Clinical Presentation
Most patients present with a history of focal seizures that may or may not lead to hindered awareness and may progress to chronic drug-resistant epilepsy.[8] .This led to the introduction of the term “long-term epilepsy-associated tumors” (LEAT), which also includes other tumors.[9] . Furthermore, the symptoms accompanying DNETs depend on the location of the tumors.18 Therefore, the symptoms vary significantly among individuals, making diagnosing it rather difficult.[18] The most prominent symptom is persistent convulsions,[18] and other frequently observed symptoms of DNETs include:
-
- Chronic headaches
- Nausea and vomiting
- Numbness and tingling sensations
- Muscle weakness; weakness in arms and legs
- Neck pain
- Impaired vision, such as blurred vision, double vision, or poor eyesight
- Hearing impairment or hearing loss
- Speech problems
- Insomnia or loss of sleep, or excessive sleepiness (usually during daytime)
- Tremors
- Lack of coordination; unsteadiness and loss of balance (vertigo)
- Dizziness and fainting
- Confusion
- Changes in one’s behavior, personality changes
- Mental impairment
- Memory loss
- Seizures or convulsions, which may be any of the following types:
-
- Myoclonic seizures
- Grand mal (tonic-clonic) seizures
- Sensory seizures
- Complex partial seizures
The temporal lobe is the most common location where DNETs develop. Nevertheless, all CNS sites containing grey matter are still considered potential locations for DNETs to develop, as shown in Table 1.[2]
Location | |
Temporal Lobe | Over 65% of cases |
Frontal Lobe | About 20% of cases |
Caudate Nucleus | |
Cerebellum | More commonly present with ataxia rather than seizures |
Pons |
Table 1: Locations of DNETs in the brain and epidemiology involved with each location.[2]
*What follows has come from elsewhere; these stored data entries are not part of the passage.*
PR #4538, opened 2025-07-28
geoserver: remove geoserver from core

f-necas:


Makefile
```diff
@@ -91,7 +55,7 @@ deb-build-georchestra: war-build-georchestra build-deps deb-build-geoserver deb-
 # Base geOrchestra common modules
 build-deps:
 	mvn -Dmaven.test.failure.ignore clean install --non-recursive
-	mvn clean install -pl commons,ogc-server-statistics -Dmaven.javadoc.failOnError=false
+	mvn clean install -pl commons,ogc-server-statistics,security-proxy-spring-integration -Dmaven.javadoc.failOnError=false
```
landryb, line 58: is that change related to the PR ?

landryb (approved):
i suppose to merge along/altogether with georchestra/geoserver#41 ?

Makefile
f-necas: Not really but it was useful for another component, don't remember which one. Do you prefere that I remove it ?

landryb: those 'hidden deps' between apps are annoying, would be nice to know clearly which one needs which other module :) im definitely +1 on adding it, just wanted to make sure we knew 'why' ..

landryb:
i note that this leads to .. funnily named tags like https://github.com/georchestra/geoserver/releases/tag/2.27.1-georchestra-01 to push releases, which for my understanding are required by docker/k8s ?

but then, that tag was made on the `main` branch, which in the georchestra repo is based off `2.27.1-georchestra`. At that point, i'm completely lost in the branching process that is supposed to be used.

the upstream repo also uses `main`, but for their **main development** branch......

Occasional presentation in the context of Neurofibromatosis 1 (NF1), a genetic disorder leading to the growth of tumors in nerve tissue, and XYY syndrome have been reported as well.[5,7]
Histopathology
Gross description:
DNETs may appear as expanded and elevated “macro gyri” that vary in size from millimeters to multiple centimeters.[5] .They may also sometimes appear with an exophytic component and demonstrate a heterogenous, gelatinous, cut surface with firmer tissue nodules upon sectioning.[2]. DNETs may also contain solid, mucoid, or cystic components.[6]
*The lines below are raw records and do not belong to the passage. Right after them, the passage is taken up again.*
PR #4556, opened 2025-08-05
ogcss: remove ogc-server-stats from core

f-necas:


security-proxy/pom.xml
```diff
@@ -112,9 +112,9 @@
       <artifactId>spring-security-web</artifactId>
     </dependency>
     <dependency>
-      <groupId>${project.groupId}</groupId>
+      <groupId>org.georchestra</groupId>
       <artifactId>ogc-server-statistics</artifactId>
-      <version>${project.version}</version>
+      <version>//TODO SET VERSION WHEN OTHER PR IS MERGED AND JAR IS BUILT</version>
```
landryb, line 117: IM NOT SURE WHICH PR THIS REFERS TO BUT WHY ARE YOU YELLING ?

f-necas: For analytics I saw it in GHA https://github.com/georchestra/analytics-legacy/blob/main/.github/workflows/analytics.yml#L74-L80
For GWC, I don't know how it was done. 
For ogcss, I can add a github actions to push it ? (same fow gwc by the way)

Microscopic (histologic) description:
Characteristically, a specific glioneuronal element (SGNE) which refers to columnar bundles of axons surrounded by oligodendrocyte-like cells – oriented perpendicularly to the overlying cortical surface – is noticed. Floating neurons (mature ganglion cells) and stellate astrocytes between these columns are found in pools of mucin between columns, as shown in Figure 1.[2] .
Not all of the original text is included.